At this stage, it is important to emphasize that the PLIC simulations were not stable enough to deal with the initial discontinuities. The droplets inside the domain were set with an initial velocity and the air around them was quiescent. Even for small time steps and for very fine meshes, the discontinuities of the simulation setup caused the PLIC simulations to diverge. The simulations for the PLIC scheme were then run only with incoming droplets from the inlet boundary region. This was not the case for the HRIC simulations, which were able to handle the discontinuities.
For the simulations, the adaptive time step was used. The variations were dependent on the CFL number and exhibited significant differences for HRIC and PLIC simulations. For the HRIC scheme, the simulations were run with a time step of approximately 5 × 10 6 s, while the simulations using the PLIC scheme were run with a predefined minimum time step of 1 × 10 7 s, which means that it would require even smaller time steps. These findings are in contrast with the results observed for flows aligned with the mesh presented by de Lima et al. [8].

3.2.2. Numerical Results

To visualize the computational effort required for the simulations, a graph was generated for an HRIC simulation. This graph includes the number of cells and memory usage in MB, as shown in Figure 15. For the sake of brevity, the results are presented only for HRIC, as the graph for PLIC behaves similarly. The main difference is that, for the same setup, HRIC required more cells than PLIC (approximately 1.5 million cells for HRIC compared to 1.1 million cells for PLIC). This resulted in a greater memory requirement for HRIC simulations (around 9.2 GB for HRIC compared to 7.5 GB for PLIC). Additionally, the graph shows that simulation requirements and the number of cells increase with simulation time due to the adaptive mesh refinement, which generates more cells during film formation and the issuing of new droplets. This behavior continued until there was a flow out of the computational domain, at which point the simulation reached a maximum number of cells and then stabilized. Note that there was an increment of more than 50% in the number of cells.
For numerical validation purposes, three cases were chosen to build a graph similar to Figure 8. The case with the smallest Scd is called Case 1, the second smallest Scd is called Case 2, and the case with the greatest Scd is called Case 3. For this set of physical and numerical experiments, the droplet size was kept constant and its diameter was 0.645 mm. The same procedure was then carried out for the simulation cases, with the impact angle changed. The results are summarized in Figure 16, which contains the results of the numerical simulations. For the first set of simulations presented in this figure, only half of the domain was used to save simulation time, except for the simulation marked with a black square, which was run to test the symmetry boundary condition approximation. The results are qualitatively discussed throughout this section.
These cases were chosen to cover the range of the experiment, from partial deposition (Case 1) to medium cases where the Scd parameter directly influences the pool size (Case 2), and to cases where a small change in the Scd parameter value results in a large variation in the pool size (Case 3).

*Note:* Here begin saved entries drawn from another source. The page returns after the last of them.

Issue #202, opened 2017-07-18
Crash when app sharing disabled by I have sharing directory


nickjer:
My `.env.local`:

```bash
# .env.local

...

# comment out the below option
#OOD_APP_SHARING=true
```

And confirm I have a sharing directory:

```bash
$ ll -d /var/www/ood/apps/usr/jnicklas/
drwxr-xr-x 2 root root 4096 Sep 23  2016 /var/www/ood/apps/usr/jnicklas/
```

Load the Dashboard:

![screenshot from 2017-07-18 11-55-19](https://user-images.githubusercontent.com/4260509/28326909-0104ee34-6bb0-11e7-804e-76b9d6fd463f.png)

ericfranz:
So thats the Developer menu. That menu should not display if OOD_APP_SHARING is disabled.

ericfranz:
https://github.com/OSC/ood-dashboard/blob/e6d343ecd7895dac8ab0b9356f89d44c9589c421/app/apps/nav_config.rb#L7

The reason you experience this is that https://github.com/OSC/ood-dashboard/blob/e6d343ecd7895dac8ab0b9356f89d44c9589c421/config/initializers/ood.rb.osc.awesim#L14 is incomplete:

```ruby
# don't show develop dropdown unless you are setup for app sharing
NavConfig.show_develop_dropdown = UsrRouter.base_path.directory?
```

should change to

```ruby
NavConfig.show_develop_dropdown = ENV['OOD_APP_SHARING'].present? && UsrRouter.base_path.directory?
```

But the only portal this affects is AweSim. And AweSim's .env.local has OOD_APP_SHARING present.

nickjer:
You are right, it will only affect AweSim at the moment because `NavConfig.show_develop_dropdown` is only overridden in the AweSim initializer.

Another solution may be creating a custom getter in `NavConfig` such as:

```ruby
class NavConfig
  class << self
    attr_accessor :categories

    def show_develop_dropdown
      ENV['OOD_APP_SHARING'].present? && @show_develop_dropdown
    end

    attr_writer :show_develop_dropdown
  end
  self.categories = ["Files", "Jobs", "Clusters", "Interactive Apps"]
  self.show_develop_dropdown = true
end
```

ericfranz:
fixing #212 should fix this defect too, it just needs to be tested to determine that it fixes it

basilgohar:
[...]

PR #226, opened 2017-08-12
Separate app sharing and development env

### LINKED ISSUE #212: Separate enabling app sharing from enabling app development
Use OOD_APP_DEVELOPMENT separate from OOD_APP_SHARING for app development dropdown to appear

basilgohar:
Fixes #212 and #202

### DIFF
--- a/config/routes.rb
+++ b/config/routes.rb
@@ -15,7 +15,7 @@ Rails.application.routes.draw do
   get "apps/icon/:name(/:type(/:owner))" => "apps#icon", as: "app_icon", defaults: { type: "sys" }
 
   #FIXME: undo when ready to deploy app sharing to production, remove?
-  if ENV['OOD_APP_SHARING'].present?
+  if ENV['OOD_APP_DEVELOPMENT'].present?
     # TODO:
     # is there a cleaner approach to this? an app should be a resource
     get "apps(/index(/:type(/:owner)))" => "apps#index", as: "apps", defaults: { type: "usr" }
--- a/config/routes.rb
+++ b/config/routes.rb
@@ -15,6 +15,11 @@ Rails.application.routes.draw do
   get "apps/icon/:name(/:type(/:owner))" => "apps#icon", as: "app_icon", defaults: { type: "sys" }
 
   if ENV['OOD_APP_SHARING'].present?
+    # TODO:
+    # is there a cleaner approach to this? an app should be a resource
+    get "apps(/index(/:type(/:owner)))" => "apps#index", as: "apps", defaults: { type: "usr" }
+    get "apps/restart" => "apps#restart"
+
     root "apps#index", defaults: { type: "usr" }
   else
     root "dashboard#index"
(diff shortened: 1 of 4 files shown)


config/routes.rb
```diff
@@ -15,7 +15,7 @@
   get "apps/icon/:name(/:type(/:owner))" => "apps#icon", as: "app_icon", defaults: { type: "sys" }
 
   #FIXME: undo when ready to deploy app sharing to production, remove?
-  if ENV['OOD_APP_SHARING'].present?
+  if ENV['OOD_APP_DEVELOPMENT'].present?
```
ericfranz: 1. this should probably be NavConfig.show_develop_dropdown instead
2. the routes need to be split up into two groups, one for app sharing, and one for app development, and the separate flags should enable both; the way this PR currently is, OOD_APP_SHARING only does one thing: show a link in the develop dropdown. (this is wrong)

ericfranz:
I know that `NavConfig.show_develop_dropdown` might seem weird because we probably should have something like `AppConfig.app_development_enabled?` and `AppConfig.app_sharing_enabled?`. We'll visit that with the runtime only config etc.

basilgohar:
See c0d59a4 for the fix for the dashboard.  For app sharing, the shared apps are listed in the dashboard.  I believe all three cases are now possible with the above.  OOD_APP_SHARING present/not present, OOD_APP_DEVELOPMENT present/not present, and all combinations of such.  We can discuss tomorrow if you like.

config/routes.rb
```diff
@@ -14,15 +14,19 @@
   get "apps/show/:name(/:type(/:owner))" => "apps#show", as: "app", defaults: { type: "sys" }
   get "apps/icon/:name(/:type(/:owner))" => "apps#icon", as: "app_icon", defaults: { type: "sys" }
 
-  #FIXME: undo when ready to deploy app sharing to production, remove?
   if ENV['OOD_APP_SHARING'].present?
+    root "apps#index", defaults: { type: "usr" }
```
ericfranz: If `OOD_APP_SHARING` is present and `OOD_APP_DEVELOPMENT` is not present, then we are setting the root to "apps#index" but "apps#index" route will not exist because that is defined in the `if ENV['OOD_APP_DEVELOPMENT'].present?` block.

Since we can still enable `OOD_APP_DEVELOPMENT` now without `OOD_APP_SHARING`, and since in AweSim we already have `OOD_APP_DEVELOPMENT=1`, for the sake of time, I can still pull this in. Then I'll open a separate issue to revisit configuration of app development and app sharing.

config/routes.rb
```diff
@@ -44,7 +48,6 @@
       end
     end
   else
```
ericfranz: remove the unnecessary `else` here

config/routes.rb
ericfranz: Note this isn't an issue right now because we haven't advertised app sharing. But we did discuss "fixing" routes.rb so instead of `if ENV['OOD_APP_DEVELOPMENT'].present?` we would switch to using `if NavConfig.show_develop_dropdown` which would be replaced ultimately with a better feature flag like `AppConfig.developer_mode_enabled`. If and when we did that, the resulting code would crash the AweSim dashboard.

From Figure 16, it is observed that in Case 1, both schemes presented very similar results regarding the dimensionless pool size. The difference between the experimental and numerical results is partially explained by the fact that neither scheme could predict the partial deposition expected in this case. For Case 2, both schemes presented very good agreement with the experimental results. In Case 3, it is noteworthy that both schemes under-predicted the results of the physical experiments, which contradicts the findings in the other two cases. To further investigate this discrepancy, test cases were conducted for each of the two methods with the wall model disabled. As anticipated, the results deviated even further from the physical experiment.

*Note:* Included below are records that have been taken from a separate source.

PR #229, opened 2017-08-15
Added a helpful `#to_bool` refinement

nickjer:
Added a helpful `#to_bool` refinement to Ruby objects that iHPC app developers can take advantage of. Follows the same code as:

https://github.com/rails/rails/blob/fbeebded22f53337df339285164352f298639c63/activemodel/lib/active_model/type/boolean.rb

Some examples:

```rb
"false".to_bool
#=> false

"0".to_bool
#=> false

"off".to_bool
#=> false

"".to_bool
#=> nil
```


ericfranz:
Should you also refine context?

```
TemplateBinding = Struct.new(:session, :context) 
```

Otherwise you open the door for problems:

```
session.var.to_bool # => false
context.var.to_bool # => CRASH
```

nickjer:
It works the same way the following works...

```rb
class Test
  using SymbolizeKeys

  def test
    test = { "a" => "A" }
    test.symbolize_keys
  end
end
```

Since `context` is a local variable inside the `Session` object it now has access to the `#to_bool` method.

nickjer:
In the end it is probably best for the developer to set strings on their form elements and do simple comparisons:

```yml
# form.yml
attributes:
  is_needed: "1"
```

```erb
# script.sh

<%- if context.is_needed == "1" -%>
do stuff
<%- end -%>
```

as this is very simple for most non-Ruby developers to understand.

PR #244, opened 2017-09-12
Replace product headers with breadcrumbs

ericfranz:


ericfranz:
Might be worth renaming the `products/header` partial to `products/breadcrumbs`. Otherwise I'm happy with it.

nickjer:
I agree with renaming it to `products/breadcrumbs` as we have a `<header>` in the layout and it makes me think we are replacing that.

To analyze the shape of the droplets generated for each scheme, Figure 17 was generated for the PLIC and HRIC schemes, shown on the left and right sides, respectively. To track the interface between the fluids, a sampling line was drawn vertically in the middle of the droplet, as illustrated in Figure 17a, and the values of α were plotted along this line in Figure 17c for the PLIC scheme. The same procedure was followed for the HRIC scheme in Figure 17b,d.
The HRIC scheme exhibits numerical diffusion, evident from the interface smearing in Figure 17b. The AMR algorithm also refines the mesh in this smearing region for the HRIC scheme, which contributes to increasing the number of cells. This effect is also clear in the graph illustrated in Figure 17d, where instabilities near the interface are observed. The underlying cause lies in the approach used to reconstruct the interface between the fluids within the HRIC scheme, as detailed in the Numerical Model section.

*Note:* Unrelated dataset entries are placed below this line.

Issue #236, opened 2017-08-29
Add AppConfig object and app development and app sharing flags


ericfranz:
In the dashboard we need a central place to store dashboard app specific configuration. This is domain configuration (i.e. whether app development is enabled or not, whether certain special URLs are set, etc.).

Currently these environment variables are just used throughout the app instead of being used to set configuration options in a central place. Similar to how we do in gems, we need a namespace for domain specific configuration, preferably separate from the Rails.application.configuration object.

While there are plenty of "examples" and "tutorials" on adding more config options to Rails.application.configuration i.e. Rails.application.configuration.x.xyz this is not good for two reasons:

1. the configuration options that can be set are not defined anywhere (a separate config class would define these as methods on the class)
2. custom Rails.application.configuration options are typically set on initializers, meaning we would have to ensure that our creation of these configuration options (with sensible defaults) occurred prior to other initializers that want to override these, or would have to occur after to ensure that we don't override custom values

Given this it makes the most sense we just have our own config object. However, if/when we do this we should be careful. Doing something like we do in NavConfig, where we set default values during class initialization, instead of returning default values lazily when methods are called, can result in these default values being re-set when Rails reloads the class in development mode. In other words: https://github.com/OSC/ood-dashboard/blob/ca4864b044f24b313b05f38a1fa3a6bb3249584c/app/apps/nav_config.rb#L6-L7 is re run every time code in this file is modified, but any initializers that set these values would not be rerun.

ericfranz:
Also we might want to think of a good name so we don't confuse this with Rails.application.configuration...

I'm not sure if AppConfig is sufficient.

nickjer:
I am fine with an app-specific configuration object, especially since I would like to move away from `.env.local` (using environment variables) and instead to a global app configuration file, e.g., `/etc/ood/config/apps/dashboard.yml.erb` (or something similar).

One possibility is...

The object can be defined in `config/configuration.rb` (this won't be reloaded by Rails). And we can add it inside of `config/environment.rb` as:

```ruby
# Load the Rails application.
require File.expand_path('../application', __FILE__)

# Load the application configuration.
require File.expand_path('../configuration', __FILE__)

# Initialize the Rails application.
Rails.application.initialize!
```

Then you can take advantage of it within the initializers.

ericfranz:
@nickjer good suggestion. PR created.

Issue #235, opened 2017-08-29
Crash when OOD_APP_DEVELOPMENT not set and NavConfig.show_develop_dropdown set to true


ericfranz:
Steps:

1. Make sure OOD_APP_DEVELOPMENT is not enabled
2. In initializer, do NavConfig.show_develop_dropdown
3. Navigating to dashboard causes crash

Problem: routes won't exist unless OOD_APP_DEVELOPMENT is specified

Solution?: verify routes.rb is run AFTER initializers; if this is the case, initializers can optionally configure the AppConfig (or NavConfig) and then the routes can use the feature flag in this config to enable the routes for app development

ericfranz:
Related to: https://github.com/OSC/ood-dashboard/issues/236

ericfranz:
Fixed by https://github.com/OSC/ood-dashboard/pull/247

PR #247, opened 2017-09-12
New config obj

ericfranz:
Fixes https://github.com/OSC/ood-dashboard/issues/236 and https://github.com/OSC/ood-dashboard/issues/235

Provides a new Configuration object that we can eventually:

1. move all domain specific configuration to
2. set sensible defaults from env vars
3. load a YAML config from /etc/config to set these values using a single YAML file instead of separate ENV vars

For now, only added app_development_enabled? and app_sharing_enabled?

### DIFF
--- a/config/configuration.rb
+++ b/config/configuration.rb
@@ -1,0 +1,17 @@
+# dashboard app specific configuration
+class Configuration
+  class << self
+    attr_writer :app_development_enabled
+    attr_writer :app_sharing_enabled
+
+    def app_development_enabled?
+      return @app_development_enabled if defined? @app_development_enabled
+      @app_development_enabled = ENV['OOD_APP_DEVELOPMENT'].present?
+    end
+
+    def app_sharing_enabled?
+      return @app_sharing_enabled if defined? @app_sharing_enabled
+      @app_sharing_enabled = ENV['OOD_APP_SHARING'].present?
+    end
+  end
+end
--- a/app/apps/nav_config.rb
+++ b/app/apps/nav_config.rb
@@ -1,8 +1,6 @@
 class NavConfig
   class << self
     attr_accessor :categories
-    attr_accessor :show_develop_dropdown
   end
   self.categories = ["Files", "Jobs", "Clusters", "Interactive Apps"]
-  self.show_develop_dropdown = ENV['OOD_APP_DEVELOPMENT'].present?
 end
--- a/app/views/layouts/application.html.erb
+++ b/app/views/layouts/application.html.erb
@@ -29,7 +29,7 @@
         </ul>
         <div class="navbar-right">
           <ul class="nav navbar-nav">
-            <%= render partial: 'layouts/nav/develop_dropdown' if NavConfig.show_develop_dropdown %>
+            <%= render partial: 'layouts/nav/develop_dropdown' if Configuration.app_development_enabled? %>
             <%= render partial: "layouts/nav/help_dropdown" %>
           </ul>
           <p class="navbar-text" data-toggle="popover" data-content="Logged in as <%= @user.name %>" data-placement="bottom" >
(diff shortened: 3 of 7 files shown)


config/configuration.rb
```diff
@@ -0,0 +1,17 @@
+# dashboard app specific configuration
+class Configuration
+  class << self
+    attr_writer :app_development_enabled
+    attr_writer :app_sharing_enabled
+
+    def app_development_enabled?
+      return @app_development_enabled if defined? @app_development_enabled
+      @app_development_enabled = ENV['OOD_APP_DEVELOPMENT'].present?
```
nickjer: Another option is setting this in an initializer to maintain backwards compatibility for now:

```ruby
# config/initializers/read_env_vars.rb

Configuration.app_development_enabled = ENV["OOD_APP_DEVELOPMENT"].present?
Configuration.app_sharing_enabled = ENV["OOD_APP_SHARING"].present?
```

This will make it easier to remove in the future when it is deprecated.

config/configuration.rb
```diff
@@ -0,0 +1,17 @@
+# dashboard app specific configuration
+class Configuration
+  class << self
+    attr_writer :app_development_enabled
```
nickjer: This suggestion is more optional...

Since the following method `Configuration.app_development_enabled?` is a conditional with a question mark and not a typical getter `Configuration.app_development_enabled`, maybe making the following methods: `Configuration.enable_app_development` and `Configuration.disable_app_development` might be more prudent than the setter `Configuration.app_development_enabled=`.

config/configuration.rb
nickjer: So the above method would just be...

```ruby
def app_development_enabled?
  @app_development_enabled
end
```

config/configuration.rb
nickjer: This would allow us to force `@app_development_enabled` to always be a boolean.

config/configuration.rb
nickjer: Although might want to rename that initializer to `01_read_env_vars.rb` so it is loaded earlier than all the other initializers.

Or patch it directly into `config/environment.rb` so it loads before the initializers.

config/configuration.rb
ericfranz: Will you clarify how this is "optimal" and "prudent"?

nickjer: Guarantees `Configuration.app_development_enabled?` always returns a boolean, e.g.:

```ruby
Configuration.app_development_enabled = "something"
Configuration.app_development_enabled? #=> "something"
```

also having a setter in my opinion makes me think I can call the getter...

```ruby
Configuration.app_development_enabled = true
Configuration.app_development_enabled #=> RAISES ERROR
```

especially if we add more configuration options in the future that have both setters and getters...

```ruby
Configuration.motd_path = "/etc/motd"
Configuration.motd_path #=> "/etc/motd"
```

ericfranz: > Guarantees Configuration.app_development_enabled? always returns a boolean

In this case I don't think its a problem if it returns a boolean or an object since every object in Ruby has a truthy or falsy value.

I was asking for clarification because I thought your primary motivation for suggesting this change was:

> also having a setter in my opinion makes me think I can call the getter

This is just a preference and not a matter of "prudence" or "optimism".

config/configuration.rb
ericfranz: > This will make it easier to remove in the future when it is deprecated.

That assumes we will remove it.

config/configuration.rb
nickjer: > not a matter of "prudence"

Hah, not sure debating the meaning of "prudent" is necessary here. I just wanted to point out that this may or may not lead to confusion in the future:

```ruby
Configuration.motd_path = "/etc/motd"
Configuration.motd_path #=> "/etc/motd"

Configuration.app_development_enabled = true
Configuration.app_development_enabled #=> RAISES ERROR
```

But as I initially said, it is just a suggestion. So you can just say it is not necessary for now and ignore it.

config/configuration.rb
nickjer: I am fine with it as is. Didn't know if we slowly wanted to deprecate `dotenv` in favor of only a configuration file as it would simplify code and documentation.

config/configuration.rb
ericfranz: Oops I misread your comment:

> This suggestion is more optional...

Thought you said:

> This suggestion is more optimal...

No virtual numerical diffusion is observed in the PLIC scheme as shown in Figure 17c. This behavior is due to the purely geometric interface reconstruction of the scheme. Also, the droplet shape for this scheme was disturbed by the non-alignment of the droplet velocity and the Cartesian mesh. The droplet approached a diamond shape instead of a sphere. This poor prediction of the droplet shape leads to the formation of the pool in a similar way. The pool formation after droplet impingement on the wall is illustrated for Case 3 using the PLIC scheme in Figure 18 and HRIC in Figure 19. These images illustrate the results of the simulations considering half of the domain with a symmetry boundary condition. Notably, the pool shape in the PLIC scheme closely resembles a diamond shape similar to the form of the impinging droplet. On the other hand, the prediction of the HRIC scheme was more rounded and, therefore, closer to the shape captured by the images of the physical experiment. To enhance visualization, the images are reflected along the symmetry boundary condition, marked by the white line in the middle of each image.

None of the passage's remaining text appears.